One way to try to prevent this is to put a protective cover of clay
around the seeds. Another option is to scatter sterilized Kentucky
bluegrass seeds along with the dandelion seeds to tempt predators
into eating them instead.
GRIND TO PULP
At the end of the seven-year U.S. program in 2020, Cornish's team
aims to have drawn up a detailed business plan and beginners' guide
for future dandelion farmers, complete with instructions on how to
fertilize, irrigate and harvest.
In a small plot trial, her team says it has achieved what would be
annual per-hectare yields of more than 1,500 kg of rubber with just
the second generation of dandelions, on a level with the best Asian
tree plantations.
But that was under ideal conditions and has yet to be replicated on
a farm-size scale. Her team is now in the process of harvesting
eight acres of new dandelions planted last year.

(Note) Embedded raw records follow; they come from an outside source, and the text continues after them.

PR #1810, opened 2026-05-14
Add <title sort>, <title short sort>, <first series sort> template tags (#1620)

### LINKED ISSUE #1620: Removal of "A", "And", and "The" from the beginning of either a book series or book title
**Is your feature request related to a problem? Please describe.**  
One of my minor frustration points is that Libation doesn't allow me to specify specific prefixes such as "A", "And", and "The" to omit from the beginning of a title. When sorting books, libraries skip over these prefixes. 

**Describe the solution you'd like**  
Allow the option to automatically remove the "A", "And", and "The".

**Describe alternatives you've considered**  
I just end up renaming the files using PowerRenamer.

CryptoJones:
## Summary

Adds three new template tags that strip a leading English article (A / An / The, case-insensitive) from the resolved value:

| Tag | Example input | Output |
|---|---|---|
| `<title sort>` | The Hobbit: There and Back Again | Hobbit: There and Back Again |
| `<title short sort>` | The Hobbit: There and Back Again | Hobbit |
| `<first series sort>` | The Lord of the Rings | Lord of the Rings |

Words that merely start with "The", "A", or "An" but aren't whole-word articles are untouched (e.g. "Theatre of War" → "Theatre of War").

## Usage examples

Folder template that files under the sort letter:
```
<title sort short> [<id>]
```
Mixed template that puts the full title in the filename but sorts by the stripped form in the directory:
```
<if series-><first series sort>\<-if series><title sort> [<id>]
```

## Changes

- **`TemplateTags.cs`** — three new `TemplateTags` static properties
- **`Templates.cs`** — `StripLeadingArticle()` private helper; registered in `filePropertyTags` (used by Folder, File, and ChapterFile templates) and the `chapterPropertyTags` inner collection
- **`TemplatesTests.cs`** — new `SortTags` test class: 14 cases covering all three tags, no-article pass-through, case-insensitivity, and availability in the chapter template

Closes #1620

### DIFF
--- a/Source/LibationFileManager/Templates/TemplateTags.cs
+++ b/Source/LibationFileManager/Templates/TemplateTags.cs
@@ -25,6 +25,8 @@ public sealed class TemplateTags : ITemplateTag
 	public static TemplateTags Id { get; } = new("id", "Audible ID");
 	public static TemplateTags Title { get; } = new("title", "Full title with subtitle");
 	public static TemplateTags TitleShort { get; } = new("title short", "Title. Stop at first colon");
+	public static TemplateTags TitleSort { get; } = new("title sort", "Full title with subtitle, leading article (A/An/The) removed");
+	public static TemplateTags TitleShortSort { get; } = new("title short sort", "Title without subtitle, leading article (A/An/The) removed");
 	public static TemplateTags AudibleTitle { get; } = new("audible title", "Audible's title (does not include subtitle)");
 	public static TemplateTags AudibleSubtitle { get; } = new("audible subtitle", "Audible's subtitle");
 	public static TemplateTags Author { get; } = new("author", "Author(s)");
@@ -33,6 +35,7 @@ public sealed class TemplateTags : ITemplateTag
 	public static TemplateTags FirstNarrator { get; } = new("first narrator", "First narrator");
 	public static TemplateTags Series { get; } = new("series", "All series to which the book belongs (if any)");
 	public static TemplateTags FirstSeries { get; } = new("first series", "First series");
+	public static TemplateTags FirstSeriesSort { get; } = new("first series sort", "First series name, leading article (A/An/The) removed");
 	public static TemplateTags SeriesNumber { get; } = new("series#", "Number order in series (alias for <first series[{#}]>");
 	public static TemplateTags Minutes { get; } = new("minutes", "Length in minutes");
 	public static TemplateTags Bitrate { get; } = new("bitrate", "Bitrate (kbps) of the last downloaded audiobook");
--- a/Source/LibationFileManager/Templates/Templates.cs
+++ b/Source/LibationFileManager/Templates/Templates.cs
@@ -269,6 +269,8 @@ public abstract class Templates
 		{ TemplateTags.Id, lb => lb.AudibleProductId, v => v },
 		{ TemplateTags.Title, lb => lb.TitleWithSubtitle },
 		{ TemplateTags.TitleShort, lb => GetTitleShort(lb.Title) },
+		{ TemplateTags.TitleSort, lb => StripLeadingArticle(lb.TitleWithSubtitle) },
+		{ TemplateTags.TitleShortSort, lb => StripLeadingArticle(GetTitleShort(lb.Title)) },
 		{ TemplateTags.AudibleTitle, lb => lb.Title },
 		{ TemplateTags.AudibleSubtitle, lb => lb.Subtitle },
 		{ TemplateTags.Author, lb => lb.Authors, NameListFormat.Formatter, NameListFormat.Finalizer },
@@ -277,6 +279,7 @@ public abstract class Templates
 		{ TemplateTags.FirstNarrator, lb => lb.FirstNarrator, CommonFormatters.FormattableFormatter },
 		{ TemplateTags.Series, lb => lb.Series, SeriesListFormat.Formatter, SeriesListFormat.Finalizer },
 		{ TemplateTags.FirstSeries, lb => lb.FirstSeries, CommonFormatters.FormattableFormatter },
+		{ TemplateTags.FirstSeriesSort, lb => StripLeadingArticle(lb.FirstSeries?.ToString()) },
 		{ TemplateTags.SeriesNumber, lb => lb.FirstSeries?.Order, CommonFormatters.FormattableFormatter },
 		{ TemplateTags.Language, lb => lb.Language, CommonFormatters.FormattableFormatter },
 		//Don't allow formatting of LanguageShort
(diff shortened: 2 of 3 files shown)


Jo-Be-Co:
I’ve considered similar cuts before.

Here are a few general comments:

* These cuts should be available for every language so that the new tags also work for non-English books.

* Would we always remove all leading components of all languages, or should we refer to the respective language of the book?

* Currently, only a few selected tags are provided with the new logic. While this doesn’t make sense for every tag, there are at least more title tags and the list tag for series.

* How about a formatting option for text output? In addition to indicating uppercase, lowercase, titlecase, and length restrictions, we could also include an additional S for a `<title[10l]>`.

* Since you’ve already named the new tags with “sort,” would that also be a possible sorting option (at least for series)?

A completely different approach would be to give the user the possibility of text replacement. For example, with a replace-tag that is set around another tag. The regular expression `^(A|An|The) ` could, for example, capture the current list.

rmcrackan:
This PR does not compile. Please test AI-generated code locally before submitting.

CryptoJones:
Sincere apologies — you're absolutely right, and I'm sorry for the wasted CI runs. The PR went up without a local build (the new test class moved to a different namespace and lost access to the unqualified `Shared` symbol). Just pushed `002ebbb6` with the fix and verified `dotnet test` locally first this time — 14/14 new test cases pass.

Also: [obligatory xkcd 2347](https://xkcd.com/2347/) — you're the Nebraska person here. Thank you for the time you sink into reviewing AI-generated noise like this.

CryptoJones:
Thanks for the careful review, @Jo-Be-Co. Genuinely good points:

- **Multi-language articles:** Agreed, hard-coding English `A/An/The` is a real limitation. Cleanest fix is probably keying off the book's `Language` field. The replace-tag idea you raise below would subsume this entirely.
- **Tag selectivity:** Fair — narrow scoping was deliberate but extending to author / series list is straightforward; happy to do that here or as a follow-up.
- **Format-option vs. dedicated tag:** I prefer your `<title[…s]>`-style modifier over a separate `<title sort>` tag — it composes better. Open to reworking the PR that way if maintainers prefer.
- **`series sort` as a sort order:** good catch, worth a separate issue.
- **Replace-tag with regex:** that's the most flexible design and probably the right long-term answer. I think it deserves its own issue rather than expanding this PR.

Will hold off on rework until there's direction from maintainers.

rmcrackan:
I'm *really* torn on this. I like this idea. It very much feels like the kind of thing I might have included myself in Libation's early days when it was just me and my English-speaking self. And let's be honest -- everything about *Libation* is anglocentric. **BUT** the books it liberates are not -- and this feature is about those books and their potentially non-English metadata. I'll think about this.

I'm not crazy about the proposed syntax but you and @Jo-Be-Co are working through that; I'll chime in after you 2 come to a consensus.

rmcrackan:
I couldn't find an off-the-shelf solution and it looks like Humanizer removed this in v3 (boo!). But a good-enough version seems straight-forward (I know: famous last words)

```c#
private static Dictionary<string, string[]> LeadingArticles { get; } = new(StringComparer.OrdinalIgnoreCase)
{
    ["en"] = new[] { "the", "a", "an" },
    ["fr"] = new[] { "le", "la", "les", "l'", "un", "une", "des" },
    ["es"] = new[] { "el", "la", "los", "las", "un", "una", "unos", "unas" },
    ["it"] = new[] { "il", "lo", "la", "i", "gli", "le", "l'", "un", "uno", "una" },
    ["de"] = new[] { "der", "die", "das", "ein", "eine", "einen", "einem", "einer" },
    ["pt"] = new[] { "o", "a", "os", "as", "um", "uma", "uns", "umas" },
    ["nl"] = new[] { "de", "het", "een" },
    ["sv"] = new[] { "en", "ett" },
};

public static string ToSorted(string title, string? languageHint = null)
{
    var trimmed = title.TrimStart();
    var lang = languageHint ?? DetectLanguage(trimmed) ?? "en";
    if (LeadingArticles.TryGetValue(lang, out var articles))
    {
        foreach (var art in articles)
        {
            var prefix = art.EndsWith("'") ? art : art + " ";
            if (trimmed.StartsWithInsensitive(prefix))
                return trimmed[prefix.Length..].TrimStart();
        }
    }
    return trimmed;
}
```

While I was playing with this, I also found some string sorting algo notes about sorting without diacritics, which relates to the other PR discussion. The Normalization Form D on line 1 is "canonical decomposition". It decomposes single-character with accent into latin letter plus a combining character. Prints the same but is now 2 characters. (Which allows us to strip the non-latin character in a later step.) ([Normalize method](https://learn.microsoft.com/en-us/dotnet/api/system.string.normalize?view=netframework-4.8.1&viewFallbackFrom=net-10.0), [NormalizationForm enum](https://learn.microsoft.com/en-us/dotnet/api/system.text.normalizationform))

example:  
* before:  
  U+00E9 (LATIN SMALL LETTER E WITH ACUTE)
* after:  
  U+0065 (plain e)  
  U+0301 (COMBINING ACUTE ACCENT)

```c#
var normalized = trimmed.Normalize(NormalizationForm.FormD);
var sb = new StringBuilder(normalized.Length);
foreach (var ch in normalized)
    if (CharUnicodeInfo.GetUnicodeCategory(ch) != UnicodeCategory.NonSpacingMark)
        sb.Append(ch);
return sb.ToString().ToLowerInvariant();
```

Jo-Be-Co:
Two good approaches that point in the right direction.

Whereby I would not be sure whether I like the special treatment of `'`` or if I would add the spaces to the other terms. In the end, it will come down to a developer maintained solution anyway.

I would probably have stored one regular expression per language here again. 🤓

The topic of Unicode accent removal is exactly how to customise a large part without the need for explicit mapping. But we shouldn't delve into this here.

Jo-Be-Co:
So what solutions do I see here:

* The existing implementation should be extended to other languages. In most cases, the language of the book should be the correct choice.

* When implementing with new tags, you should immediately become feature complete. A `<series sort>` will then be a bit more complex.

* The series tags already have a format option `{N}` for the output of the value. Here you could also add another letter that implements the shortening. This would then also be useable directly for sorting `<series[format({X}) sort(X)]>`. Unfortunately, this does not yet exist with the simple text fields. But would be a consideration (analogous to `<tag[{S:3}]>`). `<title[5U]>` `<title[{S:5U}]>` `<title[{X:5U}]>` ...

* On the other hand, only one place where the extension is installed is to intervene in the text formatting. But it works everywhere. But will not be needed everywhere. '<title[X]>`, `<series[format({N:X})]>`

* A `<replace>` tag or as an option for the text outputs is certainly very powerful and universally useable. But this feels like driving a truck shopping.

Personally, I would prefer one of the variants with `X`, whereby the `X` should of course be a wisely chosen letter here.

Jo-Be-Co:
> ```c#
> 
> var normalized = trimmed.Normalize(NormalizationForm.FormD);
> 
> var sb = new StringBuilder(normalized.Length);
> 
> foreach (var ch in normalized)
> 
>     if (CharUnicodeInfo.GetUnicodeCategory(ch) != UnicodeCategory.NonSpacingMark)
> 
>         sb.Append(ch);
> 
> return sb.ToString().ToLowerInvariant();
> 
> ```

My compact variant:
```c#
var cleaned = Regex.Replace(input.Normalize(NormalizationForm.FormD), @"\p{Mn}+", "");
```

I think that it is quite likely that these replacements are rather rare. Then the character-by-character processing by a StringBuilder would only generate a string copy. A regexp without a match might be more efficent here.

rmcrackan:
Thanks for the patience on this, and thanks again @Jo-Be-Co for the design pushback - that discussion is exactly what this needed.

I've thought it through and we shouldn't merge this as-is. The feature itself is good. Sorting past leading articles is a real library-organization need. What's blocking it is the shape of the solution:

1. **English-only won't cut it.** Libation's UI is anglocentric; book metadata is not. Hard-coding `A` / `An` / `The` would leave non-English titles out, which is the wrong tradeoff for a naming feature. Article stripping should key off the book's language (with a sensible fallback).

2. **New tags are the wrong API.** Three dedicated `* sort` tags don't compose, and `<first series sort>` already loses the series format tokens (`{N}`, `{#}`, etc.). I'd rather see this as a **format option** on existing text/series output - the `X`-style modifier @Jo-Be-Co suggested - so it works on `<title>`, `<title short>`, series `{N}`, and friends without tag sprawl.

3. **A general `<replace>` tag** is interesting but too broad for this issue. Separate discussion if someone wants to pursue it.

If you're still interested in landing #1620, a follow-up should:

- add a format modifier (letter TBD - pick something that won't collide with existing `u`/`l`/`t`/length syntax)
- strip leading articles using the book's language
- cover the main title and series name paths (not only three hand-picked tags)
- keep existing templates unchanged

PR #1907, opened 2026-08-02
Feature/improve environment in docker and documentation

oxivanisher:
* Setup libation-master.key location when not set via variable.
* Support user specified cmd by not entering the liberation loop and running the cmd while still setting up the environment in the container.
* Use entrypoint instead of cmd to allow the user to supply their own cmd in the container.
* Create a symlink to LibationCli to not require the full path in the container.
* Add missing LOG_LEVEL variable to the env variables table.
* Document on how to access or redirect log files from within docker.
* Also expand documentation and example for the interactive shell.
* Ensure .sh files are in unix style (.gitattributes).
* Offer my help for docker issues.

### DIFF
--- a/.gitattributes
+++ b/.gitattributes
@@ -1,0 +1,1 @@
+*.sh text eol=lf
--- a/Docker/liberate.sh
+++ b/Docker/liberate.sh
@@ -38,6 +38,25 @@ init_config_file() {
   fi
 }
 
+init_master_key() {
+  FILE=libation-master.key
+  FULLPATH=${LIBATION_CONFIG_DIR}/${FILE}
+  if [ -n "${LIBATION_MASTER_KEY_FILE}" ]; then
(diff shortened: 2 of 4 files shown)


rmcrackan:
Thanks for this - really helpful.

The `init_master_key` change is the important fix: Docker uses `/config-internal` as LibationFiles, so staging `libation-master.key` from `/config` (like the JSON files) is what makes the documented portable-key workflow actually work. The ENTRYPOINT / custom-command / docs pieces look good too.

I'll merge this and get a Docker image rebuild out so users pick it up. I appreciate the help on Docker issues.

rmcrackan:
Crap, I missed [adding this](https://github.com/rmcrackan/Libation/pull/1908/changes) when I deployed your docker fix. It will be included in all future releases.

PR #1933, opened 2026-08-13
Draft: remove legacy abs-upload CLI alias

caiowilson:
## What

This draft presents the unreleased Audiobookshelf CLI with `abs upload` as the only public upload syntax.

## Why

The feature has not shipped, so retaining the interim kebab-cased alias would create compatibility work before there are external users who need it.

## How

- Route `abs upload` to a private parser binding and its option type.
- Exclude that option type from root verb discovery, so neither `upload` nor `abs-upload` is a public command.
- Preserve positional ASINs, repeated `--id`, and all supported nested help forms.
- Remove legacy-alias documentation and add parser/help regression coverage.

## Verification

- `PATH="/tmp/libation-dotnet-sdk:$PATH" dotnet test --project Source/_Tests/LibationCli.Tests/LibationCli.Tests.csproj --no-restore` — 22 passed
- `cd Source && PATH="/tmp/libation-dotnet-sdk:$PATH" dotnet test --no-restore` — 1,014 passed, 0 failed, 21 platform skips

In Germany, lead researcher Dirk Pruefer with the university of
Muenster and state-backed research institute Fraunhofer, said the
breeders with his project had achieved yields of up to 500 kg per
hectare in the open field and are pushing for 1,000 kg.
Pruefer says calculations have shown that with the targeted yield of
about 1,000 kg, land the size of Austria would be required to meet
the entire global demand for natural rubber just from dandelions.
But far from hoping that the rubber tree can be replaced, tire
makers would be happy with even a complementary source.
The dandelion researchers are tight-lipped when it comes to
disclosing how they process the harvest into a usable feedstock. One
approach is to cut off the taproots and grind them into a pulp with
the addition of some water. Further processing steps yield solid
blocks of natural rubber.
The experimental rubber was shown on the test track to be on par
with conventional natural rubber but it will take some more years of
development even after the ongoing projects end before the first
dandelion tires come to market.
The University of Ohio's Cornish said she sees no shortage of
farmers ready to seize the opportunity in the U.S. state. The
typical reaction to her work is - "When can I start growing it?"